Print the whole listing again, exactly as it stands.

━━━ DATA SUPPLIED

Issue #2130, opened 2026-08-05
ops — a resolver tier rename would turn every segment into false damage with the repair suite green


dudarenok-maker:
Found by the pre-merge review of the #2107 fix, 2026-08-05.

## What

`scripts/repair-cast-id-drift.mjs`'s orphan collector branches on the resolver's tier strings:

━━━━━━

# [RESPONSE]
Issue #2130, opened 2026-08-05
ops — a resolver tier rename would turn every segment into false damage with the repair suite green


dudarenok-maker:
Found by the pre-merge review of the #2107 fix, 2026-08-05.

## What

`scripts/repair-cast-id-drift.mjs`'s orphan collector branches on the resolver's tier strings:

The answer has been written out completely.